Task brief: Scan the data, and whenever a line contains "Authenticate", copy it.

*** Input records ***

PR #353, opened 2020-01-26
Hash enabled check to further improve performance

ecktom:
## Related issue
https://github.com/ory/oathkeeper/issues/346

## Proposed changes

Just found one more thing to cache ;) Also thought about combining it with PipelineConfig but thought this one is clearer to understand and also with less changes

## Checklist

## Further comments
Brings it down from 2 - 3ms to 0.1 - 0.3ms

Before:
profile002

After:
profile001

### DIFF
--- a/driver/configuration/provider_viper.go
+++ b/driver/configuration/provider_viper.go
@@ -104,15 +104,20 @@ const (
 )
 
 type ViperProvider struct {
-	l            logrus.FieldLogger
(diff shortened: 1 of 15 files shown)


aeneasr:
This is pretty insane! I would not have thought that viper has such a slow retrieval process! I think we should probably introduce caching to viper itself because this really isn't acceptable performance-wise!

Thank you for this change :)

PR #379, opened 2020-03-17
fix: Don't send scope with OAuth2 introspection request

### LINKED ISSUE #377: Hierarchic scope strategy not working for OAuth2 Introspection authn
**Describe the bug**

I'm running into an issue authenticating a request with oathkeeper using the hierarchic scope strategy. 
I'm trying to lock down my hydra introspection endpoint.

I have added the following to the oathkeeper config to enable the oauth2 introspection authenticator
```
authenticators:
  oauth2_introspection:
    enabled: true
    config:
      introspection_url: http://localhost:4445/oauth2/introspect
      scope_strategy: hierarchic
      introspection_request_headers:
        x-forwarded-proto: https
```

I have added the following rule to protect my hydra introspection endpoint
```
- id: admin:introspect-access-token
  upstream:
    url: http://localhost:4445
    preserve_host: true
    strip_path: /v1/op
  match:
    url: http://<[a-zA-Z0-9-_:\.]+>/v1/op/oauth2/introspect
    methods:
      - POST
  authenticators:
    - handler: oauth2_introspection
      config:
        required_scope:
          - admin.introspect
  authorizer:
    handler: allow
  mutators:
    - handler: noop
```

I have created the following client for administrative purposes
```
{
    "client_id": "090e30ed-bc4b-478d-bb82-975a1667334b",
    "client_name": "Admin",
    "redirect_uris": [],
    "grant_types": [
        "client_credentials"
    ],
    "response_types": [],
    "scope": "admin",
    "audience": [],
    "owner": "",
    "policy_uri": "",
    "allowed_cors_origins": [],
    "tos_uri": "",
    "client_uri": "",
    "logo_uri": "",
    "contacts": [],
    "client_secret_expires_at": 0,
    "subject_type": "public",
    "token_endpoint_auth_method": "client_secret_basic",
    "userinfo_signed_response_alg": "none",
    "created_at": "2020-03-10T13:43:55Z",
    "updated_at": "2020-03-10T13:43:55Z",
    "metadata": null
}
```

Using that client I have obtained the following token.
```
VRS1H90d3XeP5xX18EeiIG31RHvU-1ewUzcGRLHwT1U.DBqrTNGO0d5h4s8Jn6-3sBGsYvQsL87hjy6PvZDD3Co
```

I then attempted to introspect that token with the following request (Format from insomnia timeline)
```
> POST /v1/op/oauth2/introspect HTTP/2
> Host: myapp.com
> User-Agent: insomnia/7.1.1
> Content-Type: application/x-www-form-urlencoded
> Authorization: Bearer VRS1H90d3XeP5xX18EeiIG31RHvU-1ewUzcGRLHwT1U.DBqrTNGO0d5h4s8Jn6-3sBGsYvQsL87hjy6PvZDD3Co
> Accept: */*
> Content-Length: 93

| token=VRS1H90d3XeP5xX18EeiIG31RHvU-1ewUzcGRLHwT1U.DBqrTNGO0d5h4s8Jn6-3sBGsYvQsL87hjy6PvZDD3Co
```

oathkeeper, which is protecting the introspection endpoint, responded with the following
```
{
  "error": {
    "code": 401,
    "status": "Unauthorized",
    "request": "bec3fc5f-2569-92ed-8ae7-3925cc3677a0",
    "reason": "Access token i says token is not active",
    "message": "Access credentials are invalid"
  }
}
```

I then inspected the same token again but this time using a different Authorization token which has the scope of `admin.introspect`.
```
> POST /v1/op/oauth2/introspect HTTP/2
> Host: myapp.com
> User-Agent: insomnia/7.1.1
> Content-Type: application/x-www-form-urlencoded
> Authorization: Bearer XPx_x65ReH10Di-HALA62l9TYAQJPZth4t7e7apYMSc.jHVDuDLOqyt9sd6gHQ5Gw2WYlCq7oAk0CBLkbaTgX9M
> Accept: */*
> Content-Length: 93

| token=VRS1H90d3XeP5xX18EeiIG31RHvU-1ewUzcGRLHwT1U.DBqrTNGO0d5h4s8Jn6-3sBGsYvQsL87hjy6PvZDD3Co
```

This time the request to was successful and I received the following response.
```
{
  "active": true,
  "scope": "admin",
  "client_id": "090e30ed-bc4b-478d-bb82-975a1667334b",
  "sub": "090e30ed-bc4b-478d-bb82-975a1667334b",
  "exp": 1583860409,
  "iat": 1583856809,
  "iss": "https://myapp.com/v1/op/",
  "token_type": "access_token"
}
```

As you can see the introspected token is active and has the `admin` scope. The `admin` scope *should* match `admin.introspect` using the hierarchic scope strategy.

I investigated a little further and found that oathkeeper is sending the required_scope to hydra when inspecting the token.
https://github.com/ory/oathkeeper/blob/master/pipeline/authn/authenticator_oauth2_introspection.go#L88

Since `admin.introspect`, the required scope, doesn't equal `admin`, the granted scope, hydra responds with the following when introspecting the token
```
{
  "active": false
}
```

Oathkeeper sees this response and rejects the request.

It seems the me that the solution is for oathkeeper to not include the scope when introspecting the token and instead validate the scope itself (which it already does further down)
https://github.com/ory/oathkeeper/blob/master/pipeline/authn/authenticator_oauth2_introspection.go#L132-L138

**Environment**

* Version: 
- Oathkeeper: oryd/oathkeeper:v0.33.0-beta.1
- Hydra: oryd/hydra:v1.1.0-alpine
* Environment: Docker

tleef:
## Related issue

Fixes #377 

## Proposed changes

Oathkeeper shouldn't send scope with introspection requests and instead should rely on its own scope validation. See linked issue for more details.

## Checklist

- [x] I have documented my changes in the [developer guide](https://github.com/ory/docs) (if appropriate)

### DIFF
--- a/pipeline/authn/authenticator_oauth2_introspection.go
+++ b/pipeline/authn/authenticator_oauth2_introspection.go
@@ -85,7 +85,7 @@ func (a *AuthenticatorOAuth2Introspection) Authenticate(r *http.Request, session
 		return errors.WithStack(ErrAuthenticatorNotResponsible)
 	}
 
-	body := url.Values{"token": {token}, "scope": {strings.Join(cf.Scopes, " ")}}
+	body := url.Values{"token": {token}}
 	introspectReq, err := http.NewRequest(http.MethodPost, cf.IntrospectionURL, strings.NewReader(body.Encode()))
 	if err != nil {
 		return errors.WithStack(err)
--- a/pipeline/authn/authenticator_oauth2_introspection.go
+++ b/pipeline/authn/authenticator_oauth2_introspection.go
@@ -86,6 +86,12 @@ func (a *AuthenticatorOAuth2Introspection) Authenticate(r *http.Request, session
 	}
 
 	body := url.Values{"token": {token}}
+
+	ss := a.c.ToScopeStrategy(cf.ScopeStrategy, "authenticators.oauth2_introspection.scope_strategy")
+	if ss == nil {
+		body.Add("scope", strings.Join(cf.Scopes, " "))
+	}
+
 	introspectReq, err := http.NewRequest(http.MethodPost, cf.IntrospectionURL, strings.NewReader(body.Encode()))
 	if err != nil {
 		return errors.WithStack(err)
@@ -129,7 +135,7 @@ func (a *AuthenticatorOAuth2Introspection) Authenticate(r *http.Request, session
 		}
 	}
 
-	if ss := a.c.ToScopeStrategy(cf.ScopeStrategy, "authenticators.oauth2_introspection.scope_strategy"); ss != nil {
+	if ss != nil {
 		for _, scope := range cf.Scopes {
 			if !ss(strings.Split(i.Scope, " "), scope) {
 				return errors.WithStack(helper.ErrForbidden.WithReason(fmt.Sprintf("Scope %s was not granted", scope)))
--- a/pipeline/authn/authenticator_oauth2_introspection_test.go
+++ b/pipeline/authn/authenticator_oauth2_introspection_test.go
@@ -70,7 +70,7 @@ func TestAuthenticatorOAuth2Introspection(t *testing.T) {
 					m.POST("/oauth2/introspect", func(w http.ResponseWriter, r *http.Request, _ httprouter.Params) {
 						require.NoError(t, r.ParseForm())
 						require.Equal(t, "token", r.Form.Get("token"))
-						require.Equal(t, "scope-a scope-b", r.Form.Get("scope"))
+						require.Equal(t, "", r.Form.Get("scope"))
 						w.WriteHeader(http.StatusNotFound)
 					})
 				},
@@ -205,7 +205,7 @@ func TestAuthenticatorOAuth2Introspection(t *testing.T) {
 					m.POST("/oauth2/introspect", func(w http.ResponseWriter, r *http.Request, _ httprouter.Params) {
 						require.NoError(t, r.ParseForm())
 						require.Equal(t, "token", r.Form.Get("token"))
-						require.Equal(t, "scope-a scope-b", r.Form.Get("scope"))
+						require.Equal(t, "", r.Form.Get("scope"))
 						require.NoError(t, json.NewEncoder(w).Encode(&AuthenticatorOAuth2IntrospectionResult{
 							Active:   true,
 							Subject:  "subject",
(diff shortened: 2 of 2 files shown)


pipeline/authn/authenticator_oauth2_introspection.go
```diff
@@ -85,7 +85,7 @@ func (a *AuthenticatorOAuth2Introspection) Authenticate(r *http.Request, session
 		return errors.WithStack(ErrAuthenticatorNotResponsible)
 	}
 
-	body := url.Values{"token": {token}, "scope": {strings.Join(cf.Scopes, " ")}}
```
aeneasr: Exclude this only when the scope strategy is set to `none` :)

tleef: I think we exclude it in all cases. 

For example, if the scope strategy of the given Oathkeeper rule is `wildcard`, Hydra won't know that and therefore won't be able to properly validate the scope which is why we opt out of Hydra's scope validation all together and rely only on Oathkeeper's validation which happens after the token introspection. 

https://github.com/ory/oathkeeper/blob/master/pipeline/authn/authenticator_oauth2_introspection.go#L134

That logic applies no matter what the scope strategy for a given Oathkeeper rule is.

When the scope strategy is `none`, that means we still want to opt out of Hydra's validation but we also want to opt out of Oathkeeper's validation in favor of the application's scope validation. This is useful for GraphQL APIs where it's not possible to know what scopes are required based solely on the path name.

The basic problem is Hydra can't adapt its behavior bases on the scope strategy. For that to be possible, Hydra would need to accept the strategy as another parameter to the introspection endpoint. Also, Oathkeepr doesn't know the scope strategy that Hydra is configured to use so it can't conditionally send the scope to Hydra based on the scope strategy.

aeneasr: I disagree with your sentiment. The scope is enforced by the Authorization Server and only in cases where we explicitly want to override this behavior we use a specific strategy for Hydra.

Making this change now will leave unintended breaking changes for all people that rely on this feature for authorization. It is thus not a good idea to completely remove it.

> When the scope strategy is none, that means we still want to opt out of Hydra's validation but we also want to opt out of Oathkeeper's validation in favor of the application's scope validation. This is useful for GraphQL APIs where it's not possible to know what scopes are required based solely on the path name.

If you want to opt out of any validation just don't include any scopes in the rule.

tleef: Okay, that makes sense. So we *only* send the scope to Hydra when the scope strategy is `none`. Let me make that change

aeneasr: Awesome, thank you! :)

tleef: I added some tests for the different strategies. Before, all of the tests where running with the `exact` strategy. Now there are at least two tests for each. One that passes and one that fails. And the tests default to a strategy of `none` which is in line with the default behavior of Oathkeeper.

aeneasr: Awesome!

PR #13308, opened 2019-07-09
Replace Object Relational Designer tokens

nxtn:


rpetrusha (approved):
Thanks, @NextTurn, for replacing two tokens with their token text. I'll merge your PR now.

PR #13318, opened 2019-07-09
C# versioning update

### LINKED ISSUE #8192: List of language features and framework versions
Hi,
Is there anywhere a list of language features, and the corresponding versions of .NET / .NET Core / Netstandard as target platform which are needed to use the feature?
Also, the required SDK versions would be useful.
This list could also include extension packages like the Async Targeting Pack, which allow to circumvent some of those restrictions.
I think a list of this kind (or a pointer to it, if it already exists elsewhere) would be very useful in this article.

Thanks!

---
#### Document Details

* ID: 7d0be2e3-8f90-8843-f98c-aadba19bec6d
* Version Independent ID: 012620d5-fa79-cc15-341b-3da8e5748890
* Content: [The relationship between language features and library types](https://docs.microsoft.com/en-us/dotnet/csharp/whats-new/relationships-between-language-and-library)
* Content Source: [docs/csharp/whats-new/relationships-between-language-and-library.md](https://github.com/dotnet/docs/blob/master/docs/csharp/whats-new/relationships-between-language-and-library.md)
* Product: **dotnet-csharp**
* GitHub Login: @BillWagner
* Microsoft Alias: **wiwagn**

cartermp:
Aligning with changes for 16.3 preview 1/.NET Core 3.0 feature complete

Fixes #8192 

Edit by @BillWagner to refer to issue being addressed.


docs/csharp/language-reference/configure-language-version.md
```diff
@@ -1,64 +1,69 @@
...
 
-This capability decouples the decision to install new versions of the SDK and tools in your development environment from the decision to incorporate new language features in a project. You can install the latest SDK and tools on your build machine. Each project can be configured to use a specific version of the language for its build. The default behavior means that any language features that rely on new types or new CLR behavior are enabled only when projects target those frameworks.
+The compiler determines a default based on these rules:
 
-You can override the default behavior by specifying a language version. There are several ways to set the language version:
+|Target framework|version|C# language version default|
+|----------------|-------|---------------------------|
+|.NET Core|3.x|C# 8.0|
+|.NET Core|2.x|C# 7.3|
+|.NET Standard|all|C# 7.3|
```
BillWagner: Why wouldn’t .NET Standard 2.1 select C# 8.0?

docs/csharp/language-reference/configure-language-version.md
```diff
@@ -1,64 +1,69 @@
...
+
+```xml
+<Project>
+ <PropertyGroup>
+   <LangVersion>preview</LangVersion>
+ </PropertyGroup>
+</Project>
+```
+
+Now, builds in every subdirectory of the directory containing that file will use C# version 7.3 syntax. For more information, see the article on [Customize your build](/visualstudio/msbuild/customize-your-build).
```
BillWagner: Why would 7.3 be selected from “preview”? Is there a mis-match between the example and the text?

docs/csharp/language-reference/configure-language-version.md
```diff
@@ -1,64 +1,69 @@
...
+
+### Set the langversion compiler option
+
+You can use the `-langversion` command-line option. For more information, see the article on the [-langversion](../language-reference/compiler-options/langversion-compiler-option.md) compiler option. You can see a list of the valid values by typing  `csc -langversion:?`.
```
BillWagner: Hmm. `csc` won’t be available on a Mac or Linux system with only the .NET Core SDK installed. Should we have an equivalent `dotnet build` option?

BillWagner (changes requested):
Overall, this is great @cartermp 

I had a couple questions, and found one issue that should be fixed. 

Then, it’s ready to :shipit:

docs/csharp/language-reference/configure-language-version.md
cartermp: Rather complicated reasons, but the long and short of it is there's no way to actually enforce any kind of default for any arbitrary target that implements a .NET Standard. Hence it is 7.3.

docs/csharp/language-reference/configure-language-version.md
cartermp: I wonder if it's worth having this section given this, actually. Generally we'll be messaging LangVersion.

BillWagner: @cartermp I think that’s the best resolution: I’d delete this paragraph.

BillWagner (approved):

***

Written response:
@@ -85,7 +85,7 @@ func (a *AuthenticatorOAuth2Introspection) Authenticate(r *http.Request, session
@@ -86,6 +86,12 @@ func (a *AuthenticatorOAuth2Introspection) Authenticate(r *http.Request, session
@@ -129,7 +135,7 @@ func (a *AuthenticatorOAuth2Introspection) Authenticate(r *http.Request, session
@@ -85,7 +85,7 @@ func (a *AuthenticatorOAuth2Introspection) Authenticate(r *http.Request, session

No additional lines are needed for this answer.